4. Must - these are used to expressing
(A.) Necessity or Obligation: (in place of 'should'
(i.) You must follow the rules.
(ii.) She must leave now.

(B.) Order of the Speaker: 
(i.) You must not leave now.
(ii.) They must not play here.

(C.) Strong Possibility: (in place of 'may'
(i.) It is nine. The student must be in the class.
(ii.) She must be working in college now.

(D.) Determination: 
(i.) I must help him.

(E.) Deduction, Inference: 
(i.) She has a big house. She must be rich.
(ii.) He reads a lot.
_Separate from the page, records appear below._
PR #253, opened 2020-02-27
Switch views to ViewBinding

vbuberen:
## :page_facing_up: Context
Chucker relied on `findViewById` stuff for quite a long time. Since [ViewBinding](https://developer.android.com/topic/libraries/view-binding) is officially released, I believe we should switch to it to make library code more concise and robust.

## :pencil: Changes
- Enabled `ViewBinding` in `build.gradle`.
- Switched all Activities, Fragments and Adapters to use `ViewBinding`.
- Removed some boilerplate, like duplicate of `onTransactionItemClickListener()`.
- Fixed link to tutorial, which became invalid after recent resources renaming.

## :paperclip: Related PR
- [x] Would like to merge it after #252 so I could add new fields here as well.
- [ ] Need to merge #257 since there were some resources renaming.

Just run it.

### DIFF
--- a/library/src/main/java/com/chuckerteam/chucker/internal/ui/MainActivity.kt
+++ b/library/src/main/java/com/chuckerteam/chucker/internal/ui/MainActivity.kt
@@ -5,16 +5,10 @@ import android.os.Bundle
 import androidx.lifecycle.ViewModelProvider
 import com.chuckerteam.chucker.api.Chucker
 import com.chuckerteam.chucker.databinding.ChuckerActivityMainBinding
-import com.chuckerteam.chucker.internal.ui.error.ErrorActivity
-import com.chuckerteam.chucker.internal.ui.error.ErrorAdapter
-import com.chuckerteam.chucker.internal.ui.transaction.TransactionActivity
-import com.chuckerteam.chucker.internal.ui.transaction.TransactionAdapter
 import com.google.android.material.tabs.TabLayout
 
 internal class MainActivity :
-    BaseChuckerActivity(),
-    TransactionAdapter.TransactionClickListListener,
-    ErrorAdapter.ErrorClickListListener {
+    BaseChuckerActivity() {
 
     private lateinit var viewModel: MainViewModel
     private lateinit var binding: ChuckerActivityMainBinding
@@ -66,14 +60,6 @@ internal class MainActivity :
         } else {
             HomePageAdapter.SCREEN_ERROR_INDEX
         }
-    }
-
-    override fun onErrorClick(throwableId: Long, position: Int) {
-        ErrorActivity.start(this, throwableId)
-    }
-
-    override fun onTransactionClick(transactionId: Long, position: Int) {
-        TransactionActivity.start(this, transactionId)
     }
 
     companion object {
--- a/library/src/main/java/com/chuckerteam/chucker/internal/ui/MainActivity.kt
+++ b/library/src/main/java/com/chuckerteam/chucker/internal/ui/MainActivity.kt
@@ -2,11 +2,9 @@ package com.chuckerteam.chucker.internal.ui
 
 import android.content.Intent
 import android.os.Bundle
-import androidx.appcompat.widget.Toolbar
 import androidx.lifecycle.ViewModelProvider
-import androidx.viewpager.widget.ViewPager
-import com.chuckerteam.chucker.R
 import com.chuckerteam.chucker.api.Chucker
+import com.chuckerteam.chucker.databinding.ChuckerActivityMainBinding
 import com.chuckerteam.chucker.internal.ui.error.ErrorActivity
 import com.chuckerteam.chucker.internal.ui.error.ErrorAdapter
 import com.chuckerteam.chucker.internal.ui.transaction.TransactionActivity
@@ -19,37 +17,36 @@ internal class MainActivity :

He must be learned.

(F.) Must + Have: This form is used for a past action or situations to indicating the non-performance of the action. 
(i.) You must have followed guidelines.
(ii.) You must have left them.
(iii.) I must have helped her.

5. Ought To - these are used to expressing
(A.) Duty or Moral Obligation: It is used for 'should & must' when there is a strong sense of moral duty, advice, or indication of correct action.
(i.) You ought to serve your motherland.
(ii.) You ought not to take junk food.
(iii.) You ought to take food before leaving.
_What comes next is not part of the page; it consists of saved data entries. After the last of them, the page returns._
PR #257, opened 2020-02-29
Add missing ThrowableViewModel

vbuberen:
## :page_facing_up: Context
Recently Chucker switched to ViewModel approach, but one of its screens still relied on old approach with calling Repository methods from Activity. To fix it, I added an `ErrorViewModel`.
Currently it does nothing except retrieving the throwable, but it is better to have a uniform approach across the whole library, so we are ready for easier extensions and improvements.
As a side update I moved title retrieval in `TransactionActivity` from `onResume()` to `onCreate()`, since I don't see reasons for getting it on every screen resuming.

## :pencil: Changes
- Added `ErrorViewModel`
- Moved title retrieval from `onResume()` to `onCreate()` in `TransactionActivity`


library/src/main/java/com/chuckerteam/chucker/internal/ui/error/ErrorViewModel.kt
```diff
@@ -0,0 +1,25 @@
+package com.chuckerteam.chucker.internal.ui.error
+
+import androidx.lifecycle.LiveData
+import androidx.lifecycle.ViewModel
+import androidx.lifecycle.ViewModelProvider
+import com.chuckerteam.chucker.internal.data.entity.RecordedThrowable
+import com.chuckerteam.chucker.internal.data.repository.RepositoryProvider
+
+internal class ErrorViewModel(
```
cortinico: nit: I would rename this to `ThrowableViewModel`, let's try to be consistent with the naming. I noticed that we have a mixture of `Error` and `Throwable` in the codebase. I would stick to only one. Given that `Throwable` is what we use for the database, we should probably use it and apply it also to `ErrorActivity`, `ErrorViewModel`, etc. (so they should be `ThrowableActivity` and `ThrowableViewModel`).

I'm anyway not strongly opinionated on this front, so we can tackle this in the future as well.

vbuberen: Absolutely agree here. Also was regularly confused by mixing `error` and `throwable`. Will update the PR.

vbuberen:
Ok, updated naming everywhere.
Places without renaming left:
- Tab name on the main screen.
- `Chucker` class functions in the `api` package.
- `ChuckerCollector` class functions in the `api` package.
- This branch name 😄 

There were no renaming for Chucker classes in the `api` package to not introduce breaking changes. We might add `deprecate` for things, like `onError` and add `onThrowable`, for example to complete our switch to a single naming style. 
What do you think @cortinico ?

cortinico:
> There were no renaming for Chucker classes in the api package to not introduce breaking changes. We might add @Deprecated for things, like onError and add onThrowable, for example, to complete our switch to a single naming style.
> What do you think @cortinico ?

Great job!
I don't think it's worth to modify the API surface because of this change. At least, not at this point in time. It just adds overhead on the end user because of our internal renaming.

I will keep it in the backlog for now, and pull this deprecation in as soon as we touch that function again. Maybe we can leave a comment like (to be consistent we should call this method `onThrowable`). 
I anyway don't have a really strong opinion on this.

library/src/main/res/values/strings.xml
```diff
@@ -37,16 +37,16 @@
     <string name="chucker_tab_network">Network</string>
     <string name="chucker_tab_errors">Errors</string>
     <string name="chucker_network_tutorial">This tab displays network requests recorded with the ChuckerInterceptor. Add the interceptor to your OkHttp client to reap the benefits.</string>
-    <string name="chucker_errors_tutorial">This tab displays error recorded with the ChuckerCollector.onError method. Call this method when an error is thrown to check your stacktrace live.</string>
-    <string name="chucker_networks_notification_category">Chucker network requests</string>
-    <string name="chucker_errors_notification_category">Chucker throwables</string>
-    <string name="chucker_share_error_title">Share error details</string>
+    <string name="chucker_throwable_tutorial">This tab displays throwables recorded with the ChuckerCollector.onError method. Call this method when an error is thrown to check your stacktrace live.</string>
```
cortinico: nit: `Throwables` (uppercase) as it's a reference to subclasses of that class.

vbuberen: But I thought that it is a self-made word, since we don't have a word for multiple `Throwable` items.

cortinico: yeah makes sense :)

(B.) Ought to + Have: It is used in relation to past acts of duty that was not fulfilled or an action that was neglected in the past.
(i.) You ought to have taken care of your family.
(ii.) You ought to have served your parents.
(iii.) She ought to have been present at the wedding of her friend.
(iv.) He ought not to have smoked in the car.
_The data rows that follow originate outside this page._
PR #258, opened 2020-03-01
Feature/truth

vbuberen:
## :page_facing_up: Context
As a part of test coverage improvement I would like to add [Truth](https://truth.dev/) for more concise assertions in tests.
While updating assertions found one test with missing `@Test` annotation and issue with one of tests.

## :pencil: Changes
- Added Truth.
- Added missing `@Test` annotation.
- Fixed `testGsonConfiguration_willParseDateTime()` since its success or failure was dependent on the timezone of the machine running it. Namely, `Date(0)` returns `Jan. 1 1970`, but the time is always different in different timezones, so the time specified in the expected result string wasn't the same for me.

### DIFF
--- a/library/src/test/java/com/chuckerteam/chucker/internal/support/LiveDataDistinctUntilChangedTest.kt
+++ b/library/src/test/java/com/chuckerteam/chucker/internal/support/LiveDataDistinctUntilChangedTest.kt
@@ -4,7 +4,7 @@ import androidx.arch.core.executor.testing.InstantTaskExecutorRule
 import androidx.lifecycle.MutableLiveData
 import androidx.lifecycle.distinctUntilChanged
 import com.chuckerteam.chucker.test
-import junit.framework.TestCase.assertEquals
+import com.google.common.truth.Truth.assertThat
 import org.junit.Rule
 import org.junit.Test
 
@@ -16,7 +16,7 @@ class LiveDataDistinctUntilChangedTest {
         val upstream = MutableLiveData<Any?>(null)
 
         upstream.distinctUntilChanged().test {
-            assertEquals(null, expectData())
+            assertThat(expectData()).isEqualTo(null)
         }
     }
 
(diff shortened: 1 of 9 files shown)


library/src/test/java/com/chuckerteam/chucker/internal/support/LiveDataDistinctUntilChangedTest.kt
```diff
@@ -54,13 +54,13 @@ class LiveDataDistinctUntilChangedTest {
 
         upstream.distinctUntilChanged().test {
             upstream.value = null
-            assertEquals(null, expectData())
+            assertThat(expectData()).isEqualTo(null)
```
cortinico: `isNull()`

library/src/test/java/com/chuckerteam/chucker/internal/support/LiveDataDistinctUntilChangedTest.kt
```diff
@@ -16,7 +16,7 @@ class LiveDataDistinctUntilChangedTest {
         val upstream = MutableLiveData<Any?>(null)
 
         upstream.distinctUntilChanged().test {
-            assertEquals(null, expectData())
+            assertThat(expectData()).isEqualTo(null)
```
cortinico: `isNull()`

library/src/test/java/com/chuckerteam/chucker/internal/support/LiveDataDistinctUntilChangedTest.kt
```diff
@@ -35,16 +35,16 @@ class LiveDataDistinctUntilChangedTest {
...
-            assertEquals(1, expectData())
+            assertThat(expectData()).isEqualTo(1)
 
             upstream.value = 2
-            assertEquals(2, expectData())
+            assertThat(expectData()).isEqualTo(2)
 
             upstream.value = null
-            assertEquals(null, expectData())
+            assertThat(expectData()).isEqualTo(null)
```
cortinico: `isNull()`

6. To Be + Infinitive - these are used to expressing
(A.) Express Plan: 
(i.) She is to leave for college after marriage.
(ii) I am to make a speech tomorrow.

(B.) Express Order: 
(i.) Students are to wait outside.
(ii.) The maid is to remain in the house till we return.

(C.) Obligation/Duty: 
(i.) I am to help my ailing sister.
(ii.) My friend was to send fruits to his sister.

(D.) Express Plan: This expression is used to express an action that could not take place according to the plan.
(i.) She was to have attended the ceremony but fell ill.
(ii.) Kareena was to have appeared at the examination but she gave up the plan.

(7.) To have+Infinitive: This expression is used to express compulsion as is expressed with 'Must'. It also expresses Obligation (In the Present, Past, Future).
(i.) I have to leave for Kolkata today.
(ii.) I have not to meet him now.
(iii.) I will have to get up early in the morning.

8. Used To - Would these are used to expressing
(A.) To Denote Habitual Action or the Past Routine of the Subject: 
(i.) She used to go to Ranchi by car.
(ii.) She did not use to go to Patna.
(iii.) Mohan would study at noon.
(iv.) He would go out with me in the evening.

(B.) To Denote Discontinued Action: 
(i.) He used to play basketball. (now he has stopped)
(ii.) She used to work in a mall before marriage. (not now)

(C.) 'Used To' also used as an Adjective (be used to). It is equal to 'accustomed to' as
(i.) He is used to getting up early.
(ii.) I was used to driving through crowded.
(iii.) We are used to hot moons in the plains.

9. Would - It is used in the following cases-
(i.) Would you please help my sister? (polite request)
(ii.) She told me that she would give me a dress. (future in the past)
(iii.) I would/should like to read now. (wish)
(iv.) Who is he? He would be his brother. (possibly he is)
(v.) She would go to Pune by car.

10. Need & Not Need - 'Need' can be used as an auxiliary or as an ordinary verb
As an auxiliary verb - it is used mainly in the negative and the interrogative forms with a direct infinitive. It has No Past tense.
(A.) Need Not: It is used for an action that is not necessary.
(i.) He needs to work hard. (Ordinary verb)
(ii.) Need I write to her? (Auxiliary verb)
(iii.) She need not go there again. (Auxiliary verb)
(iv.) You do not need to work now. (Ordinary verb)

(B.) Need Not + Have: It is used for an action that is not necessary but was performed.
(i.) You need not have gone there.
(ii.) Rahul need not have called yesterday.

11. Dare - 'Dare' can be used as an auxiliary or as an ordinary verb
As an auxiliary verbit is used mainly in the negative and the interrogative forms with a direct infinitive.
(i.) She dared her sister to touch her. (Challenge, Ordinary verb)
(ii.) I dare to go outside now. (To have courage, Ordinary verb)
(iii.) Dare you go outside now? (Auxiliary verb)
(iv.) I dare say he will cheat you. (I suppose)
(v.) I dare say she will pass. (it is likely)
Note: '-s' is not used with dare & need as auxiliary verbs.